Computers aansluiten die zich op 2 verschillende subnetten bevinden

...

Routers gebruiken het IP-adres om gegevens te lokaliseren en door te sturen tussen apparaten op verschillende netwerken.

Subnetwerken, of subnetten, worden gemaakt door een enkel privéadresbereik te nemen en dit op te splitsen in meerdere afzonderlijke netwerken met behulp van een subnetmasker. Een dergelijke verdeling wordt vaak gebruikt in grote bedrijven om netwerkbeheerders te helpen de toegang te verdelen over verschillende gevoelige netwerkbronnen. Computers die zich op verschillende subnetten bevinden, moeten mogelijk rechtstreeks met elkaar communiceren. Om dit te bereiken, moeten de twee machines zijn verbonden met een router, die informatie kan doorsturen op basis van routeerbare IP-adressen.

Stap 1

Verbind de computers met het netwerk. Zorg ervoor dat elke verbinding uiteindelijk een router of een routeerbare switch bereikt.

Video van de dag

Stap 2

Verbind de routers met elkaar. Deze stap is alleen nodig als de twee afzonderlijke subnetten zijn verbonden met twee fysiek gescheiden routers. Als de twee routers geen beschikbare, routeerbare interace hebben, moeten ze worden verbonden met een derde, tussentijdse "core"-router, ontworpen om de routering tussen de andere routers en alles buiten die netwerken af ​​te handelen.

Stap 3

Schakel een routeringsprotocol in de router van elk subnet in. Opties zijn onder meer Routing Information Protocol (RIP), Open Shortest Path First (OSPF) of, op Cisco-gebaseerde switches, Interior Gateway Routing Protocol (IGRP).

Stap 4

Geef de routeringstabellen de tijd om bij te werken.
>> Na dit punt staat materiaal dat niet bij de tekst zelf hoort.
PR #1927, opened 2020-01-24
 Use docker image tags to keep track of cached images

bkgoksel:
Previously we used an in-memory list and a JSON file to commit to disk
but these occasionally fall out of sync with the reality on the machine
and cause problems. This was the risk of falling out of sync should be
much lower.

### DIFF
--- a/codalab/worker/docker_image_manager.py
+++ b/codalab/worker/docker_image_manager.py
@@ -25,6 +25,9 @@ ImageCacheEntry = namedtuple(
 
 
 class DockerImageManager:
+
+    CACHE_TAG = 'codalab-image-cache/last-used'
+
     def __init__(self, commit_file, max_image_cache_size, max_image_size):
         """
         Initializes a DockerImageManager
@@ -34,37 +37,26 @@ class DockerImageManager:
         """
         self._state_committer = JsonStateCommitter(commit_file)  # type: JsonStateCommitter
         self._docker = docker.from_env()  # type: DockerClient
-        self._image_cache = {}  # type: Dict[str, ImageCacheEntry]
         self._downloading = ThreadDict(
             fields={'success': False, 'status': 'Download starting.'}, lock=True
         )
         self._max_image_cache_size = max_image_cache_size
         self._max_image_size = max_image_size
-        self._lock = threading.RLock()
 
         self._stop = False
         self._sleep_secs = 10
         self._cleanup_thread = None
 
-        self._load_state()
-
-    def _save_state(self):
-        with self._lock:
-            self._state_committer.commit(self._image_cache)
-
-    def _load_state(self):
-        with self._lock:
-            self._image_cache = self._state_committer.load()
-
     def start(self):
         logger.info("Starting docker image manager")
+
         if self._max_image_cache_size:
+            self._tag_local_images()
 
             def cleanup_loop(self):
                 while not self._stop:
                     try:
                         self._cleanup()
-                        self._save_state()
                     except Exception:
                         traceback.print_exc()
                     time.sleep(self._sleep_secs)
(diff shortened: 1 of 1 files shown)


codalab/worker/docker_image_manager.py
```diff
@@ -151,14 +148,11 @@ def image_availability_state(image_spec, success_message, failure_message):
...
-                    self._image_cache[digest] = ImageCacheEntry(
-                        id=image.id,
-                        digest=digest,
-                        last_used=time.time(),
-                        virtual_size=image.attrs['VirtualSize'],
-                        marginal_size=image.attrs['Size'],
-                    )
+                timestamp = str(time.time())
+                for tag in image.tags:
+                    if tag.split(":")[0] == "codalab-image-cache/last-used":
```
percyliang: Create a function that encapsulates the tag logic to avoid duplication with the same thing above.  The string `"codalab-image-cache/last-used"` should ideally only happen once.

codalab/worker/docker_image_manager.py
```diff
@@ -151,14 +148,11 @@ def image_availability_state(image_spec, success_message, failure_message):
...
+                        self._docker.images.remove(tag)
+                image.tag("codalab-image-cache/last-used", tag=timestamp)
```
percyliang: Should we put this line above the removal, so if something fails, we don't end up with a situation where an image that should be managed by codalab falls off the radar?

percyliang (commented):
Nice!  Could we add a test for this logic?

codalab/worker/docker_image_manager.py
bkgoksel: Good point, I wanted to avoid deleting the new tag, but that's easily avoidable with a string comparison.

codalab/worker/docker_image_manager.py
bkgoksel: ah yeah, I was planning to make it a constant but missed it when copy pasting from my old code.

candicegjing (approved):
LGTM! We just need to make sure when we first deploy this change to prod, we might need to manually tag all the existing docker images on each worker using the `CACHE_TAG` pattern. Then those images should be picked up by the program without any issue.

bkgoksel:
@candicegjing could you test this this a little bit more by deploying this branch on some system, overriding max cache size to be pretty low and making sure it actually deletes images. I don't think we have tests for the cleanup process and it would be bad to catch it only on prod.

candicegjing:
@bkgoksel I have added additional logging messages at line 111 and updated line 120 and 129.

candicegjing:
@bkgoksel Also added `image.reload()` after each tagging operation, as sometimes I noticed the new tag doesn't show up automatically.

codalab/worker/docker_image_manager.py
```diff
@@ -82,6 +74,29 @@ def stop(self):
             self._cleanup_thread.join()
         logger.info("Stopped docker image manager")
 
+    def _get_cache_use(self):
+        return sum(
+            float(image.attrs['VirtualSize']) for image in self._docker.images.list(self.CACHE_TAG)
+        )
+
+    def _tag_local_images(self):
```
candicegjing, line 82: @bkgoksel I added a new function `_tag_local_images` for the very first release. This function will tag all the existing images. Then those images will be picked up in the cleanup phase properly. Otherwise, only newly requested docker images will be considered during the cleanup phase.

codalab/worker/docker_image_manager.py
```diff
@@ -151,20 +176,20 @@ def image_availability_state(image_spec, success_message, failure_message):
...
-                    self._image_cache[digest] = ImageCacheEntry(
-                        id=image.id,
-                        digest=digest,
-                        last_used=time.time(),
-                        virtual_size=image.attrs['VirtualSize'],
-                        marginal_size=image.attrs['Size'],
-                    )
+                new_timestamp = str(time.time())
+                image.tag(self.CACHE_TAG, tag=new_timestamp)
+                image.reload()
```
candicegjing: @bkgoksel I also added a `reload()` function after tagging an image. Sometimes I noticed that the new tag doesn't show up automatically. Reloading the image can help resolve this issue.

codalab/worker/docker_image_manager.py
```diff
@@ -99,33 +113,43 @@ def _cleanup(self):
         """
         while not self._stop:
```
candicegjing: It seems that we have 2 `while not self._stop` here. One is within `_cleanup()` function, another is in `cleanup_loop()`. Do we have keep both of them? Let me know if I missed anything.

codalab/worker/docker_image_manager.py
bkgoksel: I think this makes too strong an assumption that the worker is responsible for all the docker images on its host machine. This makes sense in the public codalab workers, but in a shared tenancy deployment (like in Slurm or AWS Batch) there might be docker images downloaded by other users/system components that we do not care about/should not mess with. Calling this would wrongly make our worker try to prune those images later on.

I think it's better to manually tag existing images on worker update only for this update (or prune all existing images on public workers and start afresh with a new cache once the update is done).

codalab/worker/docker_image_manager.py
bkgoksel: Haha good catch! We don't need the 2 loops and this is likely a bug that may be causing issues. We should get rid of this one (in the `_cleanup` method)

candicegjing: Okay, I removed the inner `while loop` and left the outer `while loop` there.

codalab/worker/docker_image_manager.py
candicegjing: Yes. I agree with you on this. The more that I was thinking is that I think this function can be used to run only during the very first release. Then all the deployment processes can just be automated during the next release. Since we don't need to do this after the first release, once the first release is done, we can remove this function from `start()`. In the future, if there is any change that people need to tag their local images, they can just manually tag their images using this function.

candicegjing: Created a github issue to track this https://github.com/codalab/codalab-worksheets/issues/1949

Routeringsprotocollen maken aan naburige routers bekend met welke netwerken ze rechtstreeks zijn verbonden. Op deze manier krijgt elke router een afbeelding van netwerken waarmee ze indirect zijn verbonden (d.w.z. ze zijn verbonden met een router die is verbonden met een bestemmingsnetwerk). Wanneer alle direct aangesloten routers up-to-date informatie hebben over naburige routers en hun aangesloten routers netwerken, wordt dit 'convergentie' genoemd. Hoe complexer het netwerk, hoe langer het duurt voor convergentie gebeuren.

Stap 5

Log in op een van de computers op een subnet en geef een traceroute-opdracht aan de computer op het andere subnet. Hiermee kunt u zien dat de communicatie naar behoren functioneert en dat de informatie de juiste pad (elke gerouteerde interface, of "hop", wordt vermeld als onderdeel van de route van het pakket genomen). Om een ​​traceroute in Windows uit te geven, opent u de opdrachtprompt en typt u "tracert [IP-adres]", waarbij [IP-adres] het adres is van de computer op het andere subnet.

Dingen die je nodig hebt

  • Router of routeerbare switch

  • Computer

  • Ethernet- of consolekabel

Tip

IP-routering is een zeer aanpasbaar en gecompliceerd proces. Hoewel deze handleiding een algemeen overzicht geeft van hoe twee subnetten theoretisch zijn verbonden, zijn de daadwerkelijke opdrachten en de gemaakte verbindingen sterk afhankelijk van de netwerkconfiguratie.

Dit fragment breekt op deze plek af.